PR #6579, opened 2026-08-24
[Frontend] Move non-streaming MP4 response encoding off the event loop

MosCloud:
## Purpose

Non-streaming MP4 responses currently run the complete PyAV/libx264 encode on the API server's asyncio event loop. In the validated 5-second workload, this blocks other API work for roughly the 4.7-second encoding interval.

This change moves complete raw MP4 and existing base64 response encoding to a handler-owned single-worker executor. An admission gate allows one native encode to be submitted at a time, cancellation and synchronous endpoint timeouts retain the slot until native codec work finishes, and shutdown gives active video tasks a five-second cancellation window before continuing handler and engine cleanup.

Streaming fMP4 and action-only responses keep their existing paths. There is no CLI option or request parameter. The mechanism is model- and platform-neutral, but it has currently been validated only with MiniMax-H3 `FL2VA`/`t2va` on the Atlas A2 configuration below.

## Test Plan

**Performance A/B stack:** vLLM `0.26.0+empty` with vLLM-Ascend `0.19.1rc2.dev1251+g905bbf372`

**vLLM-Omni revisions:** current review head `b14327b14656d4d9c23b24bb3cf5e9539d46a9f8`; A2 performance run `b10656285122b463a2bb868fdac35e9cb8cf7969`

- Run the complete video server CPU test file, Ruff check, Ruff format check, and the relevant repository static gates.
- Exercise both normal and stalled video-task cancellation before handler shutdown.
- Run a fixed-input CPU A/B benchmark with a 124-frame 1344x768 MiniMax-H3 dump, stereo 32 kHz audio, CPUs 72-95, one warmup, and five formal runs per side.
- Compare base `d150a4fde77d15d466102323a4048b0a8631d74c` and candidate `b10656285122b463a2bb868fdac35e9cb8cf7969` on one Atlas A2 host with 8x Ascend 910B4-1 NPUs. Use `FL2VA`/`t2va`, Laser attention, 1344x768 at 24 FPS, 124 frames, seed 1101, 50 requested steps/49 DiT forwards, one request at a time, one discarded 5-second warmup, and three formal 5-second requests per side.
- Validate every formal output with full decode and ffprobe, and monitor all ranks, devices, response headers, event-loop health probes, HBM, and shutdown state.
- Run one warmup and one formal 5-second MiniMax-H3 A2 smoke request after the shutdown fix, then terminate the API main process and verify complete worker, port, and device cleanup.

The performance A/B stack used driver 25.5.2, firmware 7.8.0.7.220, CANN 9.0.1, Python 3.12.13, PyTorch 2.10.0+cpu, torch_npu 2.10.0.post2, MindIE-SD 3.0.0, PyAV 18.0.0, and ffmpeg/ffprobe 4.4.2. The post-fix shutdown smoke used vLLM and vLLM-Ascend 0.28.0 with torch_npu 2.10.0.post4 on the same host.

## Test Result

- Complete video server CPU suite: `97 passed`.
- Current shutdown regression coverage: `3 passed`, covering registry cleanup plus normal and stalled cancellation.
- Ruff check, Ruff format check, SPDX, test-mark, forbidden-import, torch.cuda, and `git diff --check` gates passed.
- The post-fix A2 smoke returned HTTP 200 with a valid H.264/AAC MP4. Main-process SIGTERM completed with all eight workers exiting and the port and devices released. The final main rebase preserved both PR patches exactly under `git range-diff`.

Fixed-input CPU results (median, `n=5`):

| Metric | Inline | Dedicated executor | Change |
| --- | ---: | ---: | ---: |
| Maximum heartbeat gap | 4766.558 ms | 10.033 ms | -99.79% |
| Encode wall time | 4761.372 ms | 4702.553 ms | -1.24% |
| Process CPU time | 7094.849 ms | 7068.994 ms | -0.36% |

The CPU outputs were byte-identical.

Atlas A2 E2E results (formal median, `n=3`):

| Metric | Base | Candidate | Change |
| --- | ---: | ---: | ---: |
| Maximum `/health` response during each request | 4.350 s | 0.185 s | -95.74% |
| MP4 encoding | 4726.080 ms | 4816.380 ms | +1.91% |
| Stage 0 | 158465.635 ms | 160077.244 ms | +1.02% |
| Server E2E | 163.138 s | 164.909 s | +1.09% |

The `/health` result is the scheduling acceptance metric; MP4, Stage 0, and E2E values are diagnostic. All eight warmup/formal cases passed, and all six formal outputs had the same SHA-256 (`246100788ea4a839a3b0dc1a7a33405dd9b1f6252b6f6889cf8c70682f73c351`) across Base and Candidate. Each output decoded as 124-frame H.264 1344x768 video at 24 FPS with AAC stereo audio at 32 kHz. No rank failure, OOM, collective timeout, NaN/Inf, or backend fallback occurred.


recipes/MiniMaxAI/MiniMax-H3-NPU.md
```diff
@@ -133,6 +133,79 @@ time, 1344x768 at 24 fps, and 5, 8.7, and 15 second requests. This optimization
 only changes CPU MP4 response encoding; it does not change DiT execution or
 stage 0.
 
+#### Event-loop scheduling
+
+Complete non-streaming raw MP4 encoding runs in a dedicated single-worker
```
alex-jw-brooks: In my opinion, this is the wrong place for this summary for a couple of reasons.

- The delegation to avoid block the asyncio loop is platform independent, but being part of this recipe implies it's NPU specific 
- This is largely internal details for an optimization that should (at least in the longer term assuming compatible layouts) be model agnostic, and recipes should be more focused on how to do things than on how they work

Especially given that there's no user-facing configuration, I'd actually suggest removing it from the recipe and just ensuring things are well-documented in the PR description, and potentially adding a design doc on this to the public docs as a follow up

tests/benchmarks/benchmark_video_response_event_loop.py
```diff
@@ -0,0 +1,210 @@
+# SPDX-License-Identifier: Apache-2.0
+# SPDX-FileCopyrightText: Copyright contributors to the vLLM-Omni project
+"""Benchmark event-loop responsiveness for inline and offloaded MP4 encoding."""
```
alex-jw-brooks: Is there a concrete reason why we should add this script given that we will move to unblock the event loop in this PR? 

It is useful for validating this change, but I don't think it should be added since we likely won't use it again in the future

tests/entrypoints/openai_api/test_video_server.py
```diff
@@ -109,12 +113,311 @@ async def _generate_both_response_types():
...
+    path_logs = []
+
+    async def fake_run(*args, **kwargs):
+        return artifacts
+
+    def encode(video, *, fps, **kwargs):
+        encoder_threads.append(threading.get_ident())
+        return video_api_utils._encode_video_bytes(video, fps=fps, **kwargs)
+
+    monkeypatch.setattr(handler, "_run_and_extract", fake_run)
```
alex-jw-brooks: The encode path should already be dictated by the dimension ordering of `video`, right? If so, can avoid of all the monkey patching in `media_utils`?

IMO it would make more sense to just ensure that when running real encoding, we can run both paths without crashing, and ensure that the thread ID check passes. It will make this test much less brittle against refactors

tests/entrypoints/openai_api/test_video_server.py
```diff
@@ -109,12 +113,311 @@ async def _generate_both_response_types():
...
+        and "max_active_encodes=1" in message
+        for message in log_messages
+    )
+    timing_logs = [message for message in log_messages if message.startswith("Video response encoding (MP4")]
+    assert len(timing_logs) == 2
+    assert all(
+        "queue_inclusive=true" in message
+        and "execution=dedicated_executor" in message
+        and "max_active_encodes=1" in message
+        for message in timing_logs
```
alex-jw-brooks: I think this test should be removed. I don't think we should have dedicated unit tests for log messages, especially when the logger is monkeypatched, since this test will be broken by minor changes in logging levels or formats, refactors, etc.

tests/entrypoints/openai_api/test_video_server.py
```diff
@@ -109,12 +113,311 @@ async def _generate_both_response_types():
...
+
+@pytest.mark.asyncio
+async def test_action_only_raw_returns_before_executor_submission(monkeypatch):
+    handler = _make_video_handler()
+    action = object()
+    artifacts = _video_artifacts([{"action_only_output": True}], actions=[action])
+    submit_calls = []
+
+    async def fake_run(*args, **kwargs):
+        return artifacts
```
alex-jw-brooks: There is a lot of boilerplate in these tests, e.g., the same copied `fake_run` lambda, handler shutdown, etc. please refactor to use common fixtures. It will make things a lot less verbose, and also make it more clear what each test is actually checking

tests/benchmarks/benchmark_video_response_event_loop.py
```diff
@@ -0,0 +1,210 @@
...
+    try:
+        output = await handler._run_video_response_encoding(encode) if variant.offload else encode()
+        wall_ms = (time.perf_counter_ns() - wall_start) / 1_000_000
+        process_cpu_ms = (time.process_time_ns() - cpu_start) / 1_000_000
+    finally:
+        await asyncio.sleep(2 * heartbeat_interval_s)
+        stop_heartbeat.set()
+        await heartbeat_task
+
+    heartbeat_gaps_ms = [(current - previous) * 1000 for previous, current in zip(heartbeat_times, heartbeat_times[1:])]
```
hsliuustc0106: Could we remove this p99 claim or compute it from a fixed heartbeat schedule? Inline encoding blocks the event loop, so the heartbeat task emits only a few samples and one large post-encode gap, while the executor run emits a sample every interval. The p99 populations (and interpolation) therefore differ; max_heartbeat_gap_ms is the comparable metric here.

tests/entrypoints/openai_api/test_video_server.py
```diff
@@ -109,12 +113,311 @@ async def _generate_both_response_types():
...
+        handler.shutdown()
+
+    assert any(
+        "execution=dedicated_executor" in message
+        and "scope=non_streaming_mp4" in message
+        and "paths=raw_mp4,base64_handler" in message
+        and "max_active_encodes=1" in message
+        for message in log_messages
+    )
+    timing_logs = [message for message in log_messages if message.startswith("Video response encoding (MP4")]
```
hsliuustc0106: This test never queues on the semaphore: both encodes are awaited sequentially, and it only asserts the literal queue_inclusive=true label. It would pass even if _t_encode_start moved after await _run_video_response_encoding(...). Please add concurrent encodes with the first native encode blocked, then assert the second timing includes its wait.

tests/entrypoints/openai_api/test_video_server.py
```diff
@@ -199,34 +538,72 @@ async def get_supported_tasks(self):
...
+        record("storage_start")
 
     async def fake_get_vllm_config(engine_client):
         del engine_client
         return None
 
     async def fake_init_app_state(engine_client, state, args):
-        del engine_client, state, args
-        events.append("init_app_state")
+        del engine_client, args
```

§

__WORK INSTRUCTIONS__
Copy out the lines above exactly, beginning at the one that contains "ms | +1.02% |" and ending at the one that contains "- The delegation".

__EXERCISE ANSWER__
| Stage 0 | 158465.635 ms | 160077.244 ms | +1.02% |
| Server E2E | 163.138 s | 164.909 s | +1.09% |

The `/health` result is the scheduling acceptance metric; MP4, Stage 0, and E2E values are diagnostic. All eight warmup/formal cases passed, and all six formal outputs had the same SHA-256 (`246100788ea4a839a3b0dc1a7a33405dd9b1f6252b6f6889cf8c70682f73c351`) across Base and Candidate. Each output decoded as 124-frame H.264 1344x768 video at 24 FPS with AAC stereo audio at 32 kHz. No rank failure, OOM, collective timeout, NaN/Inf, or backend fallback occurred.


recipes/MiniMaxAI/MiniMax-H3-NPU.md
```diff
@@ -133,6 +133,79 @@ time, 1344x768 at 24 fps, and 5, 8.7, and 15 second requests. This optimization
 only changes CPU MP4 response encoding; it does not change DiT execution or
 stage 0.
 
+#### Event-loop scheduling
+
+Complete non-streaming raw MP4 encoding runs in a dedicated single-worker
```
alex-jw-brooks: In my opinion, this is the wrong place for this summary for a couple of reasons.

- The delegation to avoid block the asyncio loop is platform independent, but being part of this recipe implies it's NPU specific 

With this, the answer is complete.